The teams I grew up in ran discovery in phases. A research sprint, then a planning sprint, then implementation. The customer sat somewhere upstream of the work, separated from the build by weeks of process and a slide deck nobody read twice.

A small AI-native team doesn't really do phases. Friction signals (support tickets, session recordings, sales calls, churned-user interviews) flow into the same surface where specs live. Evidence stops being something a PM presents and starts being the substrate the team builds against.

When friction enters the system, the team sees it. When a spec exists, it points back to the friction that justified it. When an agent ships a feature, the team can ask the boring, important question: did the friction actually decrease?

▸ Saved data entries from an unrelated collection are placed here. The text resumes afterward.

Issue #295, opened 2023-11-14
Provide `pulumiResourceName` and `pulumiProject`, `pulumiOrganization`, `pulumiStack`


dubinsky:
In Pulumi, name given to a resource at construction time can be recovered by calling `pulumiResourceName` method on the `com.pulumi.resources.Resource`. What is the Besom way of doing this?

Thanks!

lbialy:
Hi!

We don't really have `pulumiResourceName` as such (maybe we should?) but it's still possible to access the resource's logical name via URN. Each and every resource has to have a `urn` field of type `Output[URN]` where URN is an opaque type with several extensions allowing access to it's parts (one of which is a logical resource name!). Therefore:

```scala
    val redisNamespace = Namespace(s"redis-cluster-namespace-$name")

    redisNamespace.urn.map(_.resourceName): Output[String]
```

I think we can add some extension syntaxes for all resources to just have this and that wouldn't be a breaking change. Adding a field to each generated resource to hold on to the logical name would be a breaking change but maybe we should make it. 

Do you feel that getting that name in `Output[String]` is inconvenient?

dubinsky:
> I think we can add some extension syntaxes for all resources to just have this and that wouldn't be a breaking change. Adding a field to each generated resource to hold on to the logical name would be a breaking change but maybe we should make it.

Adding to `besom.internal.Resource` `def principalResourceName: Output[String] = resource.flatMap(_.urn).map(_.resourceName)` could be nice, but even without it everything works great. Thanks!

> Do you feel that getting that name in Output[String] is inconvenient?

It's perfectly fine!
(And will only get better with https://github.com/VirtusLab/besom/issues/291...)

Thank you!!

pawelprazak:
@dubinsky I'm glad you're having fun with Besom, please let us know if any other issue comes to mind :)

@lbialy maybe we could improve the API a bit and it is still less characters than `pulumiResourceName` ;)
`redisNamespace.urn.map(_.resourceName)` -> `redisNamespace.urn.resourceName`

dubinsky:
> I'm glad you're having fun with Besom, please let us know if any other issue comes to mind :)

I am having lots of fun! Thank you!!

1) I need things like `OrganizationsFunctions.getOrganization(GetOrganizationArgs)` (GCP), but I see that they are in the next release. Thanks! When is the next release planned?
[...]

PR #297, opened 2023-11-14
Update docs website

pawelprazak:
A small website update inspired by #295


lbialy (changes requested):
I'd hold my horses with this and implement extension methods for `Output[Resource]` before, it's few lines of code but will require changes here.

pawelprazak:
> I'd hold my horses with this and implement extension methods for `Output[Resource]` before, it's few lines of code but will require changes here.

On the other hand, we'll have to update the docs, after the release, in a lots of places anyway, so we can do it incrementally.

pawelprazak:
blocked on @lbialy

lbialy:
ok I guess

lbialy (approved):

PR #299, opened 2023-11-14
Expose Pulumi organisation information

pawelprazak:
Ported from Go SDK
https://github.com/pulumi/pulumi/blob/master/sdk/go/pulumi/context.go#L221

The organization in Stack is explained in couple places:
- https://www.pulumi.com/docs/concepts/stack/#create-stack
- https://www.pulumi.com/docs/concepts/stack/#stackreferences

Alternatively, to not pollute the context, we could make this a part of stack name, like we did with the URN, WDYT?


pawelprazak:
Change scope and shape of this change according to #295

pawelprazak:
closed in favor of #301

PR #310, opened 2023-11-28
Invoke grpc call 

lbialy:
implemented invoke, added `-Werror -Wunused:all -deprecation -feature` and cleaned up the core codebase


lbialy:
codegen tests fail for obvious reasons, needs work on codegen side of the equation

pawelprazak (approved):
LGTM

PR #312, opened 2023-11-29
Fix provider inputs serialization

pawelprazak:


core/src/main/scala/besom/internal/ProtobufUtil.scala
```diff
@@ -7,7 +7,9 @@ import scala.util.*
 object ProtobufUtil:
   private val printer = JsonFormat.printer().omittingInsignificantWhitespace()
 
-  extension (v: Value) def asJsonString: Either[Throwable, String] = Try(printer.print(Value.toJavaProto(v))).toEither
+  extension (v: Value)
+    def asJsonString: Either[Throwable, String] = Try(printer.print(Value.toJavaProto(v))).toEither
+    def asJsonEncoded: Try[Value]               = v.asJsonString.map(_.asValue).toTry
```
lbialy, line 12: this seems to be dead code in the end, remove pls

core/src/test/scala/besom/internal/ArgsEncoderTest.scala
```diff
@@ -0,0 +1,66 @@
...
+        suppressHelmHookWarnings = suppressHelmHookWarnings.asOptionOutput(isSecret = false)
+      )
+end ArgsEncoderTest
+
+class ArgsEncoderTest extends munit.FunSuite with ValueAssertions:
+  import ArgsEncoderTest.*
+
+  test("encode ProviderArgs") {
+    val pae       = summon[ProviderArgsEncoder[ProviderArgs]]
+    given Context = DummyContext().unsafeRunSync()
```
lbialy, line 57: pardon, my bad, this context is unused here, right? can it be deleted?

core/src/test/scala/besom/internal/PropertiesSerializer.test.scala
```diff
@@ -0,0 +1,52 @@
+package besom.internal
```
lbialy, line 1: name of this file is redundant, no need for .test.scala, it's in directory test

lbialy (changes requested):
all of the provider/argsencoder tests are spluttered in different files, could you move them to a single file or just place in respective test suites, currently they are in:
* ContextTest (probably legacy naming, it doesn't seem to test context and there's not much to test there anyway)
* ArgsEncoderTest
* ProviderArgsEncoderTest

core/src/test/scala/besom/internal/ArgsEncoderTest.scala
pawelprazak: it is used, I've checked

PR #326, opened 2023-12-04
Downgrade exception to logged error for id/urn property

pawelprazak:
- workaround https://github.com/pulumi/pulumi-kubernetes/issues/2683


lbialy (approved):
great!

PR #332, opened 2023-12-14
Update codegen and package generator

### LINKED ISSUE #144: Refer to other resources by reference instead of ID
TypeScript:

```typescript
export interface MethodSettingsArgs {
...
  /**
     * ID of the REST API
     */
    restApi: pulumi.Input<string | RestApi>;
...
}
```

([another example](https://github.com/pulumi/pulumi-aws/blob/master/sdk/nodejs/apigateway/authorizer.ts#L229C46-L229C46))

What we generate currently:

```
final case class MethodSettingsArgs private(
...
  restApi: Output[String],
...
)
```

Relevant schema:
```json
          "restApi": {
            "type": "string",
            "oneOf": [
              {
                "type": "string"
              },
              {
                "type": "string",
                "$ref": "#/types/aws:apigateway%2FrestApi:RestApi"
              }
            ],
            "description": "ID of the REST API\n",
            "willReplaceOnChanges": true
          },
```

### LINKED ISSUE #259: We are missing Config in codegen
The `config` field from Pulumi schema is ignored currently by our codegen, example from upstream:
https://github.com/pulumi/pulumi-kubernetes/blob/master/sdk/java/src/main/java/com/pulumi/kubernetes/Config.java

pawelprazak:
- add codegen for provider config (fixes #259)
- add resource references (fixes #144)
- fix dots in package segments in codegen
- fix deserialization of empty ObjectTypeDefinitionOrTypeReference
- resolve dependencies during package generation and publish
- disable bloop for packages
- use 32GB heap for package compilation
- uncomment two fixed codegen integration tests

### DIFF
--- a/Justfile
+++ b/Justfile
@@ -432,15 +432,15 @@ liftoff:
 	#!/usr/bin/env sh
 	export PULUMI_CONFIG_PASSPHRASE=""
 	cd experimental
-	pulumi --non-interactive --logtostderrup --stack liftoff -y
+	pulumi --non-interactive --logtostderr up--stack liftoff -y
 
 # Reverts the deployment of experimental sample kubernetes Pulumi app from ./experimental directory
 destroy-liftoff:
 	#!/usr/bin/env sh
 	cd experimental
-	if (pulumi --non-interactive --logtostderrstack ls | grep liftoff > /dev/null); then
+	if (pulumi --non-interactive --logtostderr stack ls | grep liftoff > /dev/null); then
 		export PULUMI_CONFIG_PASSPHRASE=""
-		pulumi  --non-interactive --logtostderrdestroy --stack liftoff -y
+		pulumi  --non-interactive --logtostderr destroy --stack liftoff -y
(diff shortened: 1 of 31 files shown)


Justfile
```diff
@@ -427,15 +432,15 @@ liftoff:
 	#!/usr/bin/env sh
 	export PULUMI_CONFIG_PASSPHRASE=""
 	cd experimental
-	pulumi --non-interactive --logtostderrup --stack liftoff -y
+	pulumi --non-interactive --logtostderr up--stack liftoff -y
```
pawelprazak, line 435:
```suggestion
	pulumi --non-interactive --logtostderr up --stack liftoff -y
```

lbialy (approved):
LGTM in regard to not throwing. Shared reservations about naive unionDecoders in private (basically that if A is a subset of fields of B it will parse correctly and win although the correct choice was B, has to be solved with a heuristic in codegen to always sort from types with the most fields to least fields).

Issue #77, opened 2023-06-04
[Epic] Clean up TODOs in Codegen


lbialy:
Review and address the existing TODOs in Codegen.

pawelprazak:
TODOs:
- [ ] revert to throwing when upstream resolves https://github.com/pulumi/pulumi/issues/15024
- [ ] implement docs - scaladoc generation
- [ ] truncated file names with a suffix might still potentially clash with each other
- [ ] Handle allowedPackageNames (#342)
- [ ] Handle stateInputs 
- [ ] Handle aliases (#44)
- [ ] Find some workaround to enable passing the remaining arguments (>253)
- [ ] we might need to do proper URL un-escaping i TypeMapper
- [ ] when translating from schema to Scala, we should refactor to use proper ADTs (might be related to PCL)

PR #353, opened 2024-01-26
Cleanup codegen TODOs

pawelprazak:
I've updated our codegen TODOs, alse added comment in #77


pawelprazak:
self-approving as an FIY, since this is just internal comments change

PR #354, opened 2024-01-26
Add language plugin executors form gradle and maven

### LINKED ISSUE #303: Scala Language Plugin for Pulumi should support all the executors that Java Language Plugin does
[Getting started](https://virtuslab.github.io/besom/docs/getting_started/) creates an impression that Scala CLI and Scala Language Plugin are required to use Besom. In fact, if the project uses one of the execution methods supported by the Pulumi Java Language Plugin (Gradle, Maven, JAR, JBang or SBT), Besom SDK can be used with `runtime: java` in `Pulumi.yaml`, just as Pulumi Java SDK can be used from Scala code that way. Indeed, if the project uses Gradle, Maven or JBang, Scala Language Plugin must **not** be used: while retaining support for JAR and SBT execution, it drops support for Gradle etc. in favour of Scala CLI. Scala Language Plugin seems to be required only if the project uses Scala CLI, and although this setup is recommended, I think the ability to use Besom with - say - Gradle should be at least mentioned ;)

pawelprazak:
Fixes #303


integration-tests/integration.scala
```diff
@@ -14,9 +14,9 @@ val javaVersion                 = Config.DefaultJavaVersion
 val scalaVersion                = Config.DefaultScalaVersion
 val coreVersion                 = os.read(os.pwd / "version.txt").trim
 val scalaPluginVersion          = coreVersion
-val providerRandomSchemaVersion = "4.14.0"
-val providerTlsSchemaVersion    = "4.11.1"
-val providerPurrlSchemaVersion  = "0.4.1"
+val providerRandomSchemaVersion = "4.15.1"
+val providerTlsSchemaVersion    = "5.0.0"
+val providerPurrlSchemaVersion  = "0.5.0"
```
lbialy, line 19: we're forced to bump this every time now?

integration-tests/resources/executors/gradle/.gitattributes
```diff
@@ -0,0 +1,9 @@
+#
+# https://help.github.com/articles/dealing-with-line-endings/
+#
+# Linux start script should use lf
+/gradlew        text eol=lf
+
+# These are Windows script files and should use crlf
+*.bat           text eol=crlf
+*.cmd           text eol=crlf
```
lbialy, line 9: I'm anxious to ask what horrible issues with gradle forced this.

lbialy (approved):
lgtm

integration-tests/resources/executors/gradle/.gitattributes
pawelprazak: gradle and mvn have wrappers that are helpful to stabilize the build, bu default they come with windows support, and bat/cmd uses CRLF, it's a git problem mostly

integration-tests/integration.scala
pawelprazak: yes, I'll reuse `scripts/Version` in the future, so version update will be automatic

Issue #307, opened 2023-11-22
Redesign ResourceOptions family


lbialy:
This issue captures all of the issues that are present with current design of ResourceOptions. CRO is currently quite... unwieldy. This structure is used extremely often and yet it requires user to type CustomResourceOptions or ComponentResourceOptions to set a single field in it. This is bad DX. To make things worse arguments on most RO are:
* broken (like Custom Timeouts for instance, the type used - `String` - does not represent them at all and does not work in runtime
* have a non-flexible argument type (for instance dependsOn takes an Output[List[Resource]] which forces user to `.map(List(_))` all single resource cases and also `.zip` to do the same with multiple resources)
* use old argument syntax with `| NotProvided` union whereas codegenerated libs have all moved to `Input[A]`

The inspiration to improve this comes, surprisingly, from the pulumi-go sdk. In pulumi-go user does not create a struct to pass it to the resource constructor. On the contrary, the DX is quite interesting (it's definitely not without issues!) - resource constructor, after the resource name argument and args argument expects any amount of ResourceOption via a variadic argument. Here are some examples:

```go
db, err := NewDatabase(ctx, "db", &DatabaseArgs{ /*...*/ },
    pulumi.AdditionalSecretOutputs([]string{"password"}))
```

```go
res1, _ := NewMyResource(ctx, "res1", &MyResourceArgs{/*...*/})
res2, _ := NewMyResource(ctx, "res2", &MyResourceArgs{/*...*/}, pulumi.DependsOn([]pulumi.Resource{res1}))
```

Each of these functions creates an instance of ResourceOption (notice the lack of plural s!) that is later folded onto the struct that is instantiatated in pulumi-go code and not exposed to the user. This is quite interesting and definitely improves otherwise tricky go DX. To compare this with python, which Scala's SDK is probably closest syntactically to:

```python
db = Database('db',
    opts=ResourceOptions(additional_secret_outputs=['password']))
```

```python
res1 = MyResource("res1")
res2 = MyResource("res2", opts=ResourceOptions(depends_on=[res1]))
```

I'm not exactly sure if variadic argument solution is exactly what we should go towards here mostly because these options would then need to pollute our top-level import scope. For instance for resources that have optional Args like Namespace:
```scala
val db = Namespace("db",  opts = additionalSecretOutputs("a", "b"), dependsOn(k8sProvider, someOtherResource))
```
[...]

Issue #284, opened 2023-11-10
Add support for Component resources in codegen


pawelprazak:
Add support for Component resources in codegen (`isComponent`)

Related #43

PR #355, opened 2024-01-28
Overhauled ResourceOptions and implemented Remote Components

lbialy:
as in title


core/src/main/scala/besom/internal/Input.scala
```diff
@@ -53,6 +54,13 @@ object Input:
       val outputList = inputList.map(simpleInputOps.asOutput(_)(isSecret = isSecret))
       Output.sequence(outputList)
 
+    extension [A](input: Input.OneOrList[A])
```
pawelprazak, line 57: ❤️

pawelprazak (approved):
thank you, looks great!

lbialy:
closes #307 and #284

PR #358, opened 2024-01-30
Add AWS EKS example

pawelprazak:


pawelprazak:
the example hangs when run with #355, reason unknown

lbialy (approved):

PR #331, opened 2020-01-23
add command setlocalvar and checklocalvar

KnowOne134:
**_I affirm:_**

add the commands to check and set local vars on any entity in normal field and in instanced zones

### DIFF
--- a/scripts/commands/checklocalvar.lua
+++ b/scripts/commands/checklocalvar.lua
@@ -1,5 +1,5 @@
 ---------------------------------------------------------------------------------------------------
--- func: checklocalvar <varName> <player/mob/npc> <ID>
+-- func: checklocalvar <varName> {'player'/'mob'/'npc'} {name/ID}
 -- desc: checks player or npc local variable and returns result value.
 ---------------------------------------------------------------------------------------------------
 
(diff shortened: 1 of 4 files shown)


scripts/commands/checklocalvar.lua
```diff
@@ -0,0 +1,70 @@
...
+
+    if (varName == nil) then
+        error(player, "You must provide a variable name.");
+        return;
+    end
+
+    if arg2 ~= nil and arg3 == nil then
+        error(player, "no ID given for target")
+        return
+    end
```
ibm2431: Might be able to make this a little more clear by bringing this up to form an `else` for the `arg2 == nil` check above:

```lua
    if arg2 == nil then
        targ = player:getCursorTarget()
        if targ == nil then
            error(player, "no target")
            return
        end
    elseif arg3 == nil then
        error(player, "no name or ID given for target")
        return
    end
```

scripts/commands/checklocalvar.lua
```diff
@@ -0,0 +1,70 @@
...
+
+    if zone == 55 or zone == 56 or zone == 60 or zone == 63 or zone == 66 or zone == 69 or (zone >= 73 and zone<= 77) then
+        local instance = player:getInstance()
+        if entity == 'npc' then
+            targ = instance:getEntity(bit.band(arg3, 0xFFF), dsp.objType.NPC)
```
ibm2431: I'm not too familiar with how instance functions work, but if `arg3` is defined as a string (`parameters = 'sss'`), does it need to be cast to a number before doing bitwise operations on it?

(And `dsp.` is now `tpz.`)

scripts/commands/setlocalvar.lua
```diff
@@ -0,0 +1,79 @@
...
+            targ = instance:getEntity(bit.band(Name, 0xFFF), dsp.objType.MOB)
+        elseif entity == 'player' then
+            targ = GetPlayerByName(Name)
+        end
+        if targ == nil then
+            error(player, "Target is invalid")
+            return
+        end
+        targ:setLocalVar(varName, varNumber)
+        player:PrintToPlayer(string.format("%s's variable '%s' : %i", targ:getName(), varName, varNumber));
```
ibm2431: Can save _six_ lines by breaking this outside of the parent if (so below the `end` for the is-in-instance check) and cutting lines L72-L77 below~!

scripts/commands/checklocalvar.lua
```diff
@@ -0,0 +1,70 @@
...
+
+cmdprops =
+{
+    permission = 1,
+    parameters = "sss"
+};
+
+function error(player, msg)
+    player:PrintToPlayer(msg);
+    player:PrintToPlayer("!checklocalvar <variable name> optional <player/mob/npc> optional <ID>");
```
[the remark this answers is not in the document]
project-topaz: Let's stick to existing convention for now. When we start the documentation project we might adopt another method for specifying optional variables. Staying consistent will help us find and update them later.

KnowOne134:
All looks good to me

KnowOne134:
Tested and working . Approved

PR #339, opened 2020-02-14
Bst af3 changes

KnowOne134:
**_I affirm:_**

mobs should pop unclaimed, A bst can charm the 2 other mobs and use them in aid of fight, should despawn after some time if you cant beat the fight


KnowOne134:
unfortunately looks like mobMod CHARMABLE isnt working

Wiggo32:
```lua
UPDATE `mob_pools` SET `mobType`='16' WHERE `poolid`='3834';
UPDATE `mob_pools` SET `mobType`='16' WHERE `poolid`='4038';
```
This worked for me... see if it helps

KnowOne134:
The reason that works is it removes its NM tag where the mob mod should make it so a mob is charmable when it's set to not be in database

ibm2431:
It's hitting the `MOBTYPE_NOTORIOUS` check for bind and returning before doing anything else.

https://github.com/project-topaz/topaz/blob/master/src/map/utils/battleutils.cpp#L3855-L3860

Might need to rework it to be an `AND NOT` `mobmod_charmable`.

KnowOne134:
charm and gauge now work on NMs that have the lua mobmod.CHARMABLE set

PR #340, opened 2020-02-15
Tutorial NPCs

Xephera:
**_I affirm:_**
- [X] that I agree to Project Topaz's [Limited Contributor License Agreement](https://github.com/project-topaz/topaz/blob/master/CONTRIBUTOR_AGREEMENT.md), as written on this date


ibm2431:
```
ibm2431: Well, this branch says it's two commits ahead
ibm2431: If those items are really supposed to be there
ibm2431: We'd take those too
ibm2431: So if it's easier for you, you can just fork/PR from that 
and that shop will become updated on our master too as a side-effect
ibm2431: I'll add a note on the PR saying I approved
```

ibm2431:
I have also already stated that I would make style-guide edits, so any reviews from others can ignore those~!

ibm2431:
Pushed style guide associated changes!

I'll give this a proper review tomorrow~

scripts/zones/Bastok_Markets/npcs/Gulldago.lua
```diff
@@ -4,16 +4,116 @@
...
-    player:startEvent(535);
-end;
+function onTrigger(player, npc)
+    local tutorial = player:getCharVar("TutorialProgress")
+    if tutorial == 11 then
+        player:startEvent(535)
+    else
+        local isSkilled = false
+        local mLevel = player:getMainLvl()
+        local hasCrystal = player:hasKeyItem(tpz.ki.DEM_GATE_CRYSTAL)
```
KnowOne134: No need to local this since it only occurs once

scripts/zones/Bastok_Markets/npcs/Gulldago.lua
```diff
@@ -4,16 +4,116 @@
...
+        player:addItem(4376, 6)
+        player:messageSpecial(ID.text.ITEM_OBTAINED, 4376)
+    elseif csid == 522 then
+        player:setCharVar("TutorialProgress", 3)
+    elseif csid == 524 then
+        npcUtil.giveItem(player, {{4096, 1}, {926, 1}, {4370, 1}})
+        player:setCharVar("TutorialProgress", 4)
+    elseif csid == 526 then
+        player:addKeyItem(tpz.ki.CONQUEST_PROMOTION_VOUCHER)
+        player:messageSpecial(ID.text.KEYITEM_OBTAINED, tpz.ki.CONQUEST_PROMOTION_VOUCHER)
```
KnowOne134: No need for the message when using npcutil

scripts/zones/Bastok_Markets/npcs/Gulldago.lua
```diff
@@ -4,16 +4,116 @@
...
+        player:setCharVar("TutorialProgress", 6)
+    elseif csid == 528 then
+        player:addItem(16003)
```
KnowOne134: NpcUtil

scripts/zones/Bastok_Markets/npcs/Gulldago.lua
```diff
@@ -4,16 +4,116 @@
...
+function onTrade(player, npc, trade)
+end
 
-function onTrigger(player,npc)
-    player:startEvent(535);
-end;
+function onTrigger(player, npc)
+    local tutorial = player:getCharVar("TutorialProgress")
+    if tutorial == 11 then
+        player:startEvent(535)
```
KnowOne134: Should this last even have some sort of ending var or complete progress so you dont get stuck in a loop here. Or is this last cs its default text when done forever?

scripts/zones/Konschtat_Highlands/mobs/Amber_Quadav.lua
```diff
@@ -7,4 +7,7 @@ require("scripts/globals/regimes")
 
 function onMobDeath(mob, player, isKiller)
     tpz.regime.checkRegime(player, mob, 83, 1, tpz.regime.type.FIELDS)
+    if player:getCharVar("TutorialProgress") == 7 then
```
KnowOne134: Should we move this to a function inside of the global onmobdeathex?

Xephera:
I think I left the commented old code I was referencing in the bottom of Gulldago's code as well, oops! Didn't notice it until now.

KnowOne134:
I also see these 3 npcs being 1 file in a tutorial global whith just a difference of csid base and shift. They all have the same code with just different csids and in same order correct?

scripts/zones/Bastok_Markets/npcs/Gulldago.lua
```diff
@@ -4,16 +4,116 @@
...
+        local hasCrystal = player:hasKeyItem(tpz.ki.DEM_GATE_CRYSTAL)
+        if tutorial == 3 then
+            for i = 1, 12 do
+                if player:getSkillLevel(i) >= 5 then
+                    isSkilled = true
+                    break
+                end
+            end
+        end
+        if tutorial == 0 or tutorial == nil then
```
ibm2431: `getCharVar` will always return 0 if the variable isn't in the DB, so you don't need to check if it's `nil` here.

(But good looking out for this sort of thing! The binding is just a little weird 😉 )

scripts/zones/Bastok_Markets/npcs/Gulldago.lua
```diff
@@ -4,16 +4,116 @@
...
+    elseif csid == 526 then
+        player:addKeyItem(tpz.ki.CONQUEST_PROMOTION_VOUCHER)
+        player:messageSpecial(ID.text.KEYITEM_OBTAINED, tpz.ki.CONQUEST_PROMOTION_VOUCHER)
+        player:setCharVar("TutorialProgress", 6)
+    elseif csid == 528 then
+        player:addItem(16003)
+        player:messageSpecial(ID.text.ITEM_OBTAINED, 16003)
+        player:setCharVar("TutorialProgress", 7)
+    elseif csid == 530 then
+        player:addExp(1200)
```
ibm2431: One thing we have inherited - until we get a functional modding system set up - are a list of [global settings in a lua file that server operators can modify](https://github.com/project-topaz/topaz/blob/master/scripts/globals/settings.lua) to adjust things like the rate characters earn Exp and Gil.

These settings have had a history of contention - developers having to worry about them adds to the settings' accruing technical debt, but server operators have a valid need to be able to easily adjust things from just the one file. So to avoid another fight over settings, I think that until we get the modding system, we should plan to keep using them where we know they might be expected.

_That backstory out of the way_, what I'm trying to say is:
`player:addExp(1200 * EXP_RATE)` is preferred, so a server admin can increase the Exp this (and all other) quests grant without having to edit all the individual files.

(And `player:addGil(1000 * GIL_RATE` too)

scripts/zones/Konschtat_Highlands/mobs/Amber_Quadav.lua
TeoTwawki: if you did a zone check, that check would still exec to determine true/fall for _every kill game wide._

drk quest kills can be done on any mob in the entire game so that does make sense. it could have been done like breaking a latent except for the 2nd quest that includes kills from the first one making that annoying. In the future maybe a pseudo additional effect on that item. But I'm rewriting those and that's a global too after that, so I don't think you want to go from _every mob killed_ into _every swing_ checking quest stuff.

The best answer for tutorial mobs is probably to either wrap them like regimes do, or use a mixin :disappointed:

scripts/zones/Bastok_Markets/npcs/Gulldago.lua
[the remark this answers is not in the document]
TeoTwawki: you mean variable

variables are good when the data you are variablizing:
* changes
* gets used multiple times
* would make the line where its used wider

Since this data is static the line doesn't change and it is used only once, its cool to do it in-line.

This is the loop that bigger teams used to break through specialization. Smaller teams don't have to break it.

Judgment is what's left

I'm wary of writing anything that sounds like "X is the only thing that matters." Lots of things still matter — distribution, customer trust, proprietary data, domain depth, the brand you've built over years.

But on top of all of that, when the cost of building drops, judgment becomes the new differentiator. The ability to look at a hundred possible features and pick the one that actually matters. The ability to look at five prototypes and feel which one is right. The ability to kill an idea your agent could ship in an afternoon, because it's the wrong idea.

Velocity used to separate teams, but now velocity is becoming a commodity. What's left is the judgment behind what's being built, and the ability to articulate that judgment clearly enough that another person, or an agent, can act on it.

Where this falls apart

The honest version of this argument has a limit.

The three-lens team works when the problem space fits in three heads. It doesn't work as well for deep platform work, for regulated domains, for systems where a wrong intent has catastrophic consequences. A small team probably shouldn't be alone behind a hospital records system or a payments backbone. There's still a strong case for specialization where the cost of being wrong is high.

But for the layer of software most teams actually build — applications, products, internal tools, features — this shape is already starting to show up. Not everywhere. In the teams I'm watching most closely, it already is the operating model.

A small group, one product, one shared surface. Handoffs replaced by something closer to a shared intent that everyone — and every agent — can see.

I don't think AI-native teams are getting smaller because companies want fewer people. I think they're getting smaller because the core work has shifted, from coordinating execution to shaping what's being built. The team of the next decade isn't a smaller version of the one you have today. It's a different shape.

The headcount drop is the symptom. The change in shape is the point.